PROBLEM TO SOLVE: Check each line of the material for the string "github", and copy the lines that have it.
*** Block opens ***
PR #2800, opened 2026-03-19
correct getfont/cachefont loading error. 

gwaland:
This fixes an issue that prevents the application from loading. 

[WARNING ]: Can't find gui/fonts/BigShouldersDisplay-ExtraBold in theme default. Falling back to 'fallback' style.
[WARNING ]: Can't find fallback in theme default. Falling back to 'fallback' style.
[WARNING ]: Can't find fallback in theme default. Falling back to 'fallback' style.

There may be an additional issue where there is a loop if the fallback theme can not initialize before being called as the fallback theme. 
I'm not sure it's actually an issue except in this case where the fallback theme can't be generated because the code can't load it.

### DIFF
--- a/src/hardware/hardwareController.cpp
+++ b/src/hardware/hardwareController.cpp
@@ -292,7 +292,7 @@ void HardwareController::createNewHardwareMappingState(int channel_number, std::
         {
             state.variable = condition.substr(0, condition.find(compare_string)).strip();
             state.compare_operator = compare_operator;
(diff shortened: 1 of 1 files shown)


oznogon:
If I'm understanding the problem correctly, #2801 should at least log and break the loop if that happens. Not sure how it would since the fallback theme is (should be?) populated on GuiTheme init.

PR #2837, opened 2026-04-06
Convert "Request dock" button to a menu

oznogon:
When multiple compatible DockingBay entities are within range, list them on the "Request dock" button and let the player select which entity to dock with instead of automatically choosing the nearest entity.

This converts DockingBay to subclass GuiPanel instead of GuiButton, and uses separate GuiButton and GuiListbox components in order to handle different docking states and dynamically update list contents.

This does NOT CHANGE keyboard shortcut behavior, which continues to dock with the nearest eligible target. It also does NOT CHANGE any existing interactions when only one eligible target is within range.

https://github.com/user-attachments/assets/088782cb-acbf-40e6-a90a-3f25da7e0aa4

### DIFF
--- a/src/screenComponents/dockingButton.cpp
+++ b/src/screenComponents/dockingButton.cpp
@@ -3,6 +3,7 @@
 #include "dockingButton.h"
 #include "gui/gui2_button.h"
 #include "gui/gui2_listbox.h"
+#include "gui/gui2_panel.h"
 #include "systems/collision.h"
 #include "systems/docking.h"
 #include "components/collision.h"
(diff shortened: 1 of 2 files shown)


dkapell:
Testing this out, I realized that the new GuiPanel is being drawn at the same spot/size as the docking button, so on the default theme it looks like a single button, but on my custom theme (for example) it ends up with a second border around the docking button.  To work around this i added:
* `bool visible = true` as a public member of GuiPanel (gui/gui2_panel.h)
* `if (visible) { ... } ` around the `renderer.drawStretchedHV` (gui/gui2_panel.cpp)
* `this->visible = false` at the start of `GuiDockingButton::GuiDockingButton` (screenComponents/dockingButton.cpp)

This allows for the docking button to be drawn the same as before, regardless of theme, while keeping the new functionality.

oznogon:
> Testing this out, I realized that the new GuiPanel is being drawn at the same spot/size as the docking button, so on the default theme it looks like a single button, but on my custom theme (for example) it ends up with a second border around the docking button. To work around this i added:
> 
>     * `bool visible = true` as a public member of GuiPanel (gui/gui2_panel.h)
> 
>     * `if (visible) { ... } ` around the `renderer.drawStretchedHV` (gui/gui2_panel.cpp)
> 
>     * `this->visible = false` at the start of `GuiDockingButton::GuiDockingButton` (screenComponents/dockingButton.cpp)
> 
> 
> This allows for the docking button to be drawn the same as before, regardless of theme, while keeping the new functionality.

Refactored it to no longer be a ~~GuiPanel~~GuiButton-based element, and to conditionally render the new `background_panel` only when expanded.

dkapell:
> Refactored it to no longer be a GuiPanel-based element, and to conditionally render the new `background_panel` only when expanded.

Thanks! I've confirmed on my end that that looks right with my (probably slightly incorrect) theme.

PR #2839, opened 2026-04-07
Feature/probe view toggle button

gwaland:
This allows the toggle probe view button on the screen to be assigned to a key or joystick.  It's useful for people who are creating control surfaces for science. 

It implements it by exposing a toggle method which just calls onclick() internally. 

toggle is called vi the hotkey that was configured.


src/gui/gui2_togglebutton.cpp
```diff
@@ -52,6 +52,10 @@ bool GuiToggleButton::getValue() const
     return value;
 }
 
+void GuiToggleButton::toggle() {
+    onClick();  // trigger the click event used to toggle probe view vie key.
```
daid, line 56: I don't like calling a handler from other code. Better to put the logic in the toggle function and call the toggle function from onClick.

PR #2840, opened 2026-04-07
trying to fix probe view next scannable object

gwaland:
I found that if you're in probe view the next scanable target wasn't working.  This was the quick solution I came up with. 
It checks to see if the probeview is active and if so it will use the probe_transform instead of the ship's transform as the closest target. 

This was tested in my rig.


gwaland:
https://github.com/daid/EmptyEpsilon/pull/2841
This is handled in another pr.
*** Block closes ***
RESPONSE:
https://github.com/user-attachments/assets/088782cb-acbf-40e6-a90a-3f25da7e0aa4
https://github.com/daid/EmptyEpsilon/pull/2841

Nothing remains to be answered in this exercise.